Today, I return to the basics of how to stay spiritually healthy during a time of upheaval. First and foremost, I want to “sow to please the Spirit” (Galatians 6) by spending time in God’s word, praying, and listening to encouraging sermons. This AM, I listened to “In Flickering Light” by T.D. Jakes that helped me think more about how the Lord uses discomfort and disruption. I also went back to some passages of scripture that reminded me of God’s enduring presence. Isaiah 43 brought comfort to my heart this morning. When you pass through the waters, I will be with you; and when you pass through the rivers, they will not sweep over you. When you walk through the fire, you will not be burned; the flames will not set you ablaze. I realized that, instead of filling my mind with God and His truth, I was taking shelter in more data, more news, and more social media about COVID-19. I want to “take shelter in the shadow of the Almighty” (Psalm 91) and not more news articles.

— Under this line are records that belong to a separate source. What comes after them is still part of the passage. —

Issue #1292, opened 2026-05-06
[cosmetic] Polly chat network-dead error overwrites input prompt; appended typed chars and no retry hint


samhotchkiss:
## Repro
With `pm dev simulate-network-dead` armed, submit a typed message in cockpit Polly chat:

```bash
pm dev simulate-network-dead
# (already inside Polly chat, marker armed)
pm cockpit-send-key p
pm cockpit-send-key i
pm cockpit-send-key n
pm cockpit-send-key g
pm cockpit-send-key '<cr>'
# error appears in <1s, replacing the empty input prompt
# now type more characters to "recover":
pm cockpit-send-key r
pm cockpit-send-key t
```

## Expected
After a failed submit, the input prompt should clear (or surface error in a separate banner/toast), and offer a recovery hint such as "press Enter to retry" or "try again". Typed characters should go into a fresh prompt, not be appended to the error string.

## Actual
Error string replaces the `❯` input prompt and stays there:

```
❯ PollyPM chat failed: network unreachable (simulated): connection refused for cockpit live chat submit
```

I also consulted my friends and mentor who all advised me to limit my media intake, especially before bedtime. My former therapist always told me the same thing. Some of us are simply too sensitive to media and must exercise caution when watching or reading things that foster anxiety and depression. If you are prone to both, as I am, remember to guard your mind during this time. I’d been waking up with that spirit of dread I know so well. I’d been very weepy and overwhelmed. I decided today that, when I need to know the orders from my national and local leaders, my phone will alert me. Other than this, I might diminish my intake of news because it doesn’t help me sow to please the Spirit.
I also said a prayer of surrender to the Lord that He can do whatever He wants with my physical body. I don’t want to live in fear of a virus. God is the One I am to fear, not sickness or death. Isaiah 8 tells me this: “The Lord Almighty is the one [I] am to regard as holy, he is the one [I] am to fear, he is the one [I] am to dread. And I recited Galatians 2:20 and how I am crucified already with Christ.
I also remember the astonishing truth of Romans 8 and that God can “work all things for good”–even this pandemic. I decide to dwell in hope. I will be like Jeremiah in Lamentations 3 who famously says: Because of the Lord’s great love we are not consumed, for his compassions never fail. They are new every morning; great is your faithfulness. I say to myself, “The Lord is my portion; therefore I will wait for him.”
Sow to please the Spirit. Surrender. Dwell in hope. This is how I’m learning to stay spiritually healthy right now.